DIRECTIONS
Copy down all of the data underneath, exactly as shown.

DATA RECORDS

PR #648, opened 2022-11-20
This add amenity=stripclub

EvanCarroll:
There is already an issue opened on FAS for a better icon, this still looks appropriate for the time being.

https://wiki.openstreetmap.org/wiki/Tag:amenity%3Dstripclub

Issue for better icon:

https://github.com/FortAwesome/Font-Awesome/issues/8254

### DIFF
--- a/data/presets/amenity/stripclub.json
+++ b/data/presets/amenity/stripclub.json
@@ -1,0 +1,40 @@
+{
+    "icon": "fas-place-of-worship",
+    "fields": [
+        "name",
+        "operator",
+        "address",
+        "building_area_yes",
+        "opening_hours",
+        "min_age",
+        "smoking"
+    ],
+    "moreFields": [
+        "air_conditioning",
+        "email",
+        "fax",
+        "gnis/feature_id-US",
+        "level",
+        "payment_multi",
+        "opening_hours/covid19",
+        "phone",
+        "ref/FR/siret-FR",
+        "wheelchair",
+        "fee"
+    ],
+    "geometry": [
+        "point",
+        "area"
+    ],
+    "tags": {
+        "amenity": "stripclub"
+    },
+    "terms": [
+        "lap dance",
+        "adult*",
+        "gentlemen*",
+        "cabaret",
+        "strip*"
+    ],
+    "name": "Strip club"
+}
--- a/data/presets/amenity/stripclub.json
+++ b/data/presets/amenity/stripclub.json
@@ -1,5 +1,5 @@
 {
-    "icon": "fas-place-of-worship",
+    "icon": "roentgen-pole_dancer",
     "fields": [
         "name",
         "operator",


data/presets/amenity/stripclub.json
```diff
@@ -0,0 +1,40 @@
+{
+    "icon": "fas-place-of-worship",
```
tyrasd, line 2: I don't think [this icon](https://fontawesome.com/icons/place-of-worship?s=solid&f=classic) is a good match for this tag.

data/presets/amenity/stripclub.json
```diff
@@ -0,0 +1,40 @@
...
+    ],
+    "tags": {
+        "amenity": "stripclub"
+    },
+    "terms": [
+        "lap dance",
+        "adult*",
+        "gentlemen*",
+        "cabaret",
+        "strip*"
```
tyrasd, line 37: what's the purpose of the asterisks `*` here?

tyrasd (changes requested):

data/presets/amenity/stripclub.json
EvanCarroll: There are lots of things that begin with gentlemen or adult, and many of them are strip clubs? I assumed from nightclub.json that the asterisks were required. https://github.com/openstreetmap/id-tagging-schema/blob/main/data/presets/amenity/nightclub.json#L33

data/presets/amenity/stripclub.json
EvanCarroll: Looks like a strip club to me. Big door, no windows, big grand entrance. The icon itself is a pretty close match.

stripclub

What is your reservation? Is there a better suggestion?

1ec5: We’re trying not to reuse preset icons so much, especially for quite unrelated features: #41. Sounds like you’re aware of the need for something more specific: https://github.com/FortAwesome/Font-Awesome/issues/8254#issuecomment-1321023839. The icon can come from [a few sources besides FontAwesome](https://github.com/ideditor/schema-builder/#icon), including a custom-drawn icon if you prefer to draw something yourself.

bhousel: I'd just use `temaki-money_hand` until something better comes along.

temaki-money_hand

EvanCarroll: `temaki-money_hand` doesn't look at all like a strip club. Normally, afaik, you don't hand strippers money either. You either (a) make it rain, or (b) affix the money to the stripper. Or so I've read.

But more important `temaki-money_hand` would also be reused.

* https://github.com/openstreetmap/id-tagging-schema/search?q=temaki-money_hand

So the question remains, what icon should I use? I have 0 artistic skill.

bhousel: > temaki-money_hand doesn't look at all like a strip club. 

And your strip club above looks like a museum.

maki-museum

1ec5: Make an icon that looks like [XXX]. Simple.

1ec5: Far too detailed; doesn’t scale well to the _very_ small sizes that these icons can appear in. These icons will be shown to everyone, not just those actively seeking out strip clubs, in the event that someone encounters one that’s already mapped. They’ll need to have some general idea of what it means independently of the preset name.

Do you have an objection to my suggestion of a simple text icon? If you’re unable to create an image that consists of the string “XXX”, then someone else can create it for you.

EvanCarroll: Does this one work? https://commons.wikimedia.org/wiki/File:Pornproject_logo.svg

1ec5: Something along those lines, yes, but it would need to be in black and white, similar to the other icons. (Alternatively, there’s already [an “X” icon for railroad crossings](https://ideditor.github.io/temaki/docs/#icon-temaki-x_oblique) that could be modified for this purpose.) [Temaki](https://github.com/ideditor/temaki/) would be the place to submit a new icon.

data/presets/amenity/stripclub.json
tyrasd: I see.  :thinking: However, I cannot find any reference in the code where anything special is done with the `*` character in preset terms. I would assume that in the early prototype versions of iD, this was supposed to indicate that iD should match all search input starting with the respective term (e.g. that searching for `discoteque` would find the `amenity=nightclub` preset which was `disco*` as a term). However, as far as I can see, this was never implemented.  @bhousel does that sound right, or is some other reason for the `*` in the terms of some presets?

data/presets/amenity/stripclub.json
1ec5: Yes, I think either your suggestion (with the color modification I mentioned) or @tyrasd’s suggestion could work. I just didn’t want us to overthink it. You’re right that many of the icons aren’t unique yet – it’s something we’re working towards, but new presets should at least avoid reusing an icon that’s completely unrelated. We’ve already have several instances where FontAwesome dramatically changes the look of an icon while keeping it semantically consistent with the file name.

EvanCarroll: I can also open the request in Temaki for a new icon. Not being a hardass on the art stuff either. I just suck with the open source software on it. I spent 2 hours trying to figure out how to draw a box, asked a question on it, and 12 years later its since helped 150k people: [How do I draw a box in GIMP?](https://superuser.com/questions/167873/how-do-i-draw-a-box-in-gimp). I still have to google for how to draw a box in GIMP. GIMP is terrible, and I don't have a VM with photoshop. =(

1ec5: Ah, I feel you. I find vector drawing in Inkscape to be much more intuitive, and as it turns out, projects like Temaki and FontAwesome require vector graphics in SVG format.

EvanCarroll: I've actually only ever heard good things about Inkscape, I'll check it out. It's open source. As long as it's not gimp.

data/presets/amenity/stripclub.json
bhousel: > However, as far as I can see, this was never implemented. @bhousel does that sound right, or is some other reason for the * in the terms of some presets?

I'm not sure , using `*` as a wildcard might have been supported a very long time ago, but I don't think the `*`'s do anything now.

RESULT FOR THIS EXERCISE
PR #648, opened 2022-11-20
This add amenity=stripclub

EvanCarroll:
There is already an issue opened on FAS for a better icon, this still looks appropriate for the time being.

https://wiki.openstreetmap.org/wiki/Tag:amenity%3Dstripclub

Issue for better icon:

https://github.com/FortAwesome/Font-Awesome/issues/8254

### DIFF
--- a/data/presets/amenity/stripclub.json
+++ b/data/presets/amenity/stripclub.json
@@ -1,0 +1,40 @@
+{
+    "icon": "fas-place-of-worship",
+    "fields": [
+        "name",
+        "operator",
+        "address",
+        "building_area_yes",
+        "opening_hours",
+        "min_age",
+        "smoking"
+    ],
+    "moreFields": [
+        "air_conditioning",
+        "email",
+        "fax",
+        "gnis/feature_id-US",
+        "level",
+        "payment_multi",
+        "opening_hours/covid19",
+        "phone",
+        "ref/FR/siret-FR",
+        "wheelchair",
+        "fee"
+    ],
+    "geometry": [
+        "point",
+        "area"
+    ],
+    "tags": {
+        "amenity": "stripclub"
+    },
+    "terms": [
+        "lap dance",
+        "adult*",
+        "gentlemen*",
+        "cabaret",
+        "strip*"
+    ],
+    "name": "Strip club"
+}
--- a/data/presets/amenity/stripclub.json
+++ b/data/presets/amenity/stripclub.json
@@ -1,5 +1,5 @@
 {
-    "icon": "fas-place-of-worship",
+    "icon": "roentgen-pole_dancer",
     "fields": [
         "name",
         "operator",


data/presets/amenity/stripclub.json
```diff
@@ -0,0 +1,40 @@
+{
+    "icon": "fas-place-of-worship",
```
tyrasd, line 2: I don't think [this icon](https://fontawesome.com/icons/place-of-worship?s=solid&f=classic) is a good match for this tag.

data/presets/amenity/stripclub.json
```diff
@@ -0,0 +1,40 @@
...
+    ],
+    "tags": {
+        "amenity": "stripclub"
+    },
+    "terms": [
+        "lap dance",
+        "adult*",
+        "gentlemen*",
+        "cabaret",
+        "strip*"
```
tyrasd, line 37: what's the purpose of the asterisks `*` here?

tyrasd (changes requested):

data/presets/amenity/stripclub.json
EvanCarroll: There are lots of things that begin with gentlemen or adult, and many of them are strip clubs? I assumed from nightclub.json that the asterisks were required. https://github.com/openstreetmap/id-tagging-schema/blob/main/data/presets/amenity/nightclub.json#L33

data/presets/amenity/stripclub.json
EvanCarroll: Looks like a strip club to me. Big door, no windows, big grand entrance. The icon itself is a pretty close match.

stripclub

What is your reservation? Is there a better suggestion?

1ec5: We’re trying not to reuse preset icons so much, especially for quite unrelated features: #41. Sounds like you’re aware of the need for something more specific: https://github.com/FortAwesome/Font-Awesome/issues/8254#issuecomment-1321023839. The icon can come from [a few sources besides FontAwesome](https://github.com/ideditor/schema-builder/#icon), including a custom-drawn icon if you prefer to draw something yourself.

bhousel: I'd just use `temaki-money_hand` until something better comes along.

temaki-money_hand

EvanCarroll: `temaki-money_hand` doesn't look at all like a strip club. Normally, afaik, you don't hand strippers money either. You either (a) make it rain, or (b) affix the money to the stripper. Or so I've read.

But more important `temaki-money_hand` would also be reused.

* https://github.com/openstreetmap/id-tagging-schema/search?q=temaki-money_hand

So the question remains, what icon should I use? I have 0 artistic skill.

bhousel: > temaki-money_hand doesn't look at all like a strip club. 

And your strip club above looks like a museum.

maki-museum

1ec5: Make an icon that looks like [XXX]. Simple.

1ec5: Far too detailed; doesn’t scale well to the _very_ small sizes that these icons can appear in. These icons will be shown to everyone, not just those actively seeking out strip clubs, in the event that someone encounters one that’s already mapped. They’ll need to have some general idea of what it means independently of the preset name.

Do you have an objection to my suggestion of a simple text icon? If you’re unable to create an image that consists of the string “XXX”, then someone else can create it for you.

EvanCarroll: Does this one work? https://commons.wikimedia.org/wiki/File:Pornproject_logo.svg

1ec5: Something along those lines, yes, but it would need to be in black and white, similar to the other icons. (Alternatively, there’s already [an “X” icon for railroad crossings](https://ideditor.github.io/temaki/docs/#icon-temaki-x_oblique) that could be modified for this purpose.) [Temaki](https://github.com/ideditor/temaki/) would be the place to submit a new icon.

data/presets/amenity/stripclub.json
tyrasd: I see.  :thinking: However, I cannot find any reference in the code where anything special is done with the `*` character in preset terms. I would assume that in the early prototype versions of iD, this was supposed to indicate that iD should match all search input starting with the respective term (e.g. that searching for `discoteque` would find the `amenity=nightclub` preset which was `disco*` as a term). However, as far as I can see, this was never implemented.  @bhousel does that sound right, or is some other reason for the `*` in the terms of some presets?

data/presets/amenity/stripclub.json
1ec5: Yes, I think either your suggestion (with the color modification I mentioned) or @tyrasd’s suggestion could work. I just didn’t want us to overthink it. You’re right that many of the icons aren’t unique yet – it’s something we’re working towards, but new presets should at least avoid reusing an icon that’s completely unrelated. We’ve already have several instances where FontAwesome dramatically changes the look of an icon while keeping it semantically consistent with the file name.

EvanCarroll: I can also open the request in Temaki for a new icon. Not being a hardass on the art stuff either. I just suck with the open source software on it. I spent 2 hours trying to figure out how to draw a box, asked a question on it, and 12 years later its since helped 150k people: [How do I draw a box in GIMP?](https://superuser.com/questions/167873/how-do-i-draw-a-box-in-gimp). I still have to google for how to draw a box in GIMP. GIMP is terrible, and I don't have a VM with photoshop. =(

1ec5: Ah, I feel you. I find vector drawing in Inkscape to be much more intuitive, and as it turns out, projects like Temaki and FontAwesome require vector graphics in SVG format.

EvanCarroll: I've actually only ever heard good things about Inkscape, I'll check it out. It's open source. As long as it's not gimp.

data/presets/amenity/stripclub.json
bhousel: > However, as far as I can see, this was never implemented. @bhousel does that sound right, or is some other reason for the * in the terms of some presets?

I'm not sure , using `*` as a wildcard might have been supported a very long time ago, but I don't think the `*`'s do anything now.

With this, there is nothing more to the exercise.